Removing the destination (parking place) is an effective way of reducing both real and perceived risk. It also magically creates new free space for public transport and/or bikes. Space that is better utilised by both making for a better urban environment and ironically reducing journey times.
 

StuartG

slower but further
Location
SE London
If you remove motor traffic from town and city centres then you have no need to build facilities - cyclists and pedestrians will colonise the streets without the need for any white lines as seen in the Netherlands and as is happening in London post Congestion Charging.
It is not as simple as that.

If you reduce the number of cars but not their road space then they will travel faster and the speed differential kills. You need to manage that. Secondly because city streets are unbalanced this will speed traffic towards the bottlenecks. Pall Mall in London is an example. Four solid clogged lanes all day. If you want people to bike Pall Mall then you need to provide biking space. There is currently none but the pavements (covered in City of Westminster penalty notice signs). Reallocating and reserving space is probably the only solution there.

Cyclists need space. If they do not have it then they feel very unsafe. Its about vulnerability and scared people don't stay with cycling. How you create and preserve that space is tricky. Sometimes its dedicated cycle lanes, sometimes it is legislation or another way.

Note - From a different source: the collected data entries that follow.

PR #3063, opened 2023-05-22
chore(logs): use transform processor for json parsing

swiatekm-sumo:
Use transform processor for JSON log parsing instead of the logstransform processor. The former is more stable and better supported, while the latter is slated for removal once OTTL has all the necessary features.

### Checklist

### DIFF
--- a/deploy/helm/sumologic/conf/logs/otelcol/config.yaml
+++ b/deploy/helm/sumologic/conf/logs/otelcol/config.yaml
@@ -519,6 +519,7 @@ service:
         - resource/containers_copy_node_to_host
         - sumologic_schema
         - source/containers
+        - transform/containers_parse_json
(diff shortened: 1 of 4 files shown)


deploy/helm/sumologic/conf/logs/otelcol/config.yaml
```diff
@@ -605,7 +603,7 @@ service:
         - resource/containers_copy_node_to_host
         - sumologic_schema
         - source/containers
-        - logstransform/containers_parse_json
```
sumo-drosiek, line 608: Shouldn't we add it to `logs/fluent/containers` as well?

swiatekm-sumo: We should, will fix.

sumo-drosiek (approved):

PR #3072, opened 2023-05-30
feat(metrics): make deleting metrics source metadata optional

ryan-codaio:
Currently, there is no way to set the source category for metrics, as we are stripping the `_sourceCategory` attribute. This happens after the `extraProcessors` are added, so there is no way to override this behavior. This is pretty  important for us, as we need to disambiguate metrics from different environments.

The [comment for this `delete_source_metadata` processor](https://github.com/ryan-codaio/sumologic-kubernetes-collection/blob/7535536f8fb61bb3395b72745d0d6128019d8b66/deploy/helm/sumologic/conf/metrics/otelcol/processors.yaml#L102-L105) says it's because we need to wait until we can send these attributes as headers, but the [sumologic exporter has been doing this](https://github.com/SumoLogic/sumologic-otel-collector/blob/a46c466/pkg/exporter/sumologicexporter/sender.go#L699-L709) since Oct 2022. In tests on our infra with this processor removed, this has been working fine.

I added a configuration parameter defaulting to `true` to preserve the old behavior by default, to avoid any unexpected surprises with a sudden cardinality increase.

### Checklist

- [x] Documentation updated


sumo-drosiek:
We are working on improving source metadata for metrics, as it doesn't make sense to use default template for some of them (cluster wide). Workaround for this PR is to use the following configuration:

```
metadata:
  metrics:
    config:
      merge:
        processors:
          resource/delete_source_metadata:
            attributes:
              # attributes list cannot be empty so using non-existing key
              - key: _
                action: delete
```

ryan-codaio:
Thank you for the workaround! This seems to have worked well for us.

Astitva-sumo:
Closing stale PR.

PR #3076, opened 2023-06-04
feat(chart): Allow passing extra args to otel logs stateful set

rupeshnemade:
### Checklist

- [x] Documentation updated


deploy/helm/sumologic/README.md
```diff
@@ -569,6 +569,7 @@ The following table lists the configurable parameters of the Sumo Logic chart an
...
+| `metadata.logs.statefulset.extraArgs`                                            | Additional arguments to otelcol container.                                                                                                                                                                                                                                                                                                                           | `["--config=/etc/otel/config.yaml"]`                                                                                                                                                 |
```
swiatekm-sumo, line 572: The default argument here is confusing imo, as it's the same as the default, but we're adding to the default instead of replacing it. Can we just make the default empty instead?

rupeshnemade: @swiatekm-sumo If I keep it empty then PR checker fails in comparing readme data with actual received values.

swiatekm-sumo: You need to make it empty in the commented-out section as well.

rupeshnemade: @swiatekm-sumo I have addressed you comment by removing args from comment section. Can you trigger PR checker?

swiatekm-sumo (approved):

swiatekm-sumo:
Please rebase this on `main` and we should be good to go. :+1:

.changelog/3075.changed.txt
```diff
@@ -1 +0,0 @@
-chore: upgrade Fluent Bit to 2.1.4
```
swiatekm-sumo, line 1: Why are you deleting this?

swiatekm-sumo (changes requested):

PR #3078, opened 2023-06-07
Reordering HPA spec.metrics to match HPA ordering

poblahblahblah:
This addresses an issue when using ArgoCD (and maybe other GitOps operators) where Kubernetes reorders the objects under the spec.metrics key thus causing Sync issues with ArgoCD.

Originally reported to the ArgoCD project here:
https://github.com/argoproj/argo-cd/issues/1079

Originally reported to the Kubernetes project here: https://github.com/kubernetes/kubernetes/issues/74099

Other projects and companies have also addressed this by simply reordering the metrics section:

* https://github.com/kubernetes/ingress-nginx/pull/10043
* https://github.com/nginxinc/kubernetes-ingress/pull/3773
* https://github.com/grafana/helm-charts/pull/758
* https://github.com/open-telemetry/opentelemetry-helm-charts/pull/103
* https://github.com/Nextdoor/k8s-charts/pull/102

### Checklist

- [ ] Documentation updated

### DIFF
--- a/.changelog/3078.changed.txt
+++ b/.changelog/3078.changed.txt
@@ -1,0 +1,1 @@
+Reordering HPA metrics to match HPA ordering
--- a/deploy/helm/sumologic/templates/logs/common/hpa.yaml
+++ b/deploy/helm/sumologic/templates/logs/common/hpa.yaml
@@ -18,12 +18,6 @@ spec:
   minReplicas: {{ .Values.metadata.logs.autoscaling.minReplicas }}
   maxReplicas: {{ .Values.metadata.logs.autoscaling.maxReplicas }}
   metrics:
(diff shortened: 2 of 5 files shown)


sumo-drosiek:
@poblahblahblah Thanks for the PR!

Seems that templates are not generated correctly. Probably there is now newline rendered because of `-` in helm templates

swiatekm-sumo:
It's a bit concerning that template tests don't catch this. We should have a test that unmarshals all the templates into proper K8s objects to check for structural issues like this one. Right now, the tests just use Unstructured, which is just a glorified map with metadata.

swiatekm-sumo (approved):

Being dogmatic one way or another rather than responsive to the situation in hand is what we cyclists have suffered for too long.

So to return to kids. Remove car parking/stopping around schools. Provide secure cycle parking. Give a kid a prize if he cycles to school. Get the head to cycle to school. I bet that would change modal shift more than pushing Bikeability courses. Ironically (sorry its my favourite word) it may subsequently increase the demand for Bikeability.

Bikeability is more for people who have chosen to ride. We need to address those that haven't.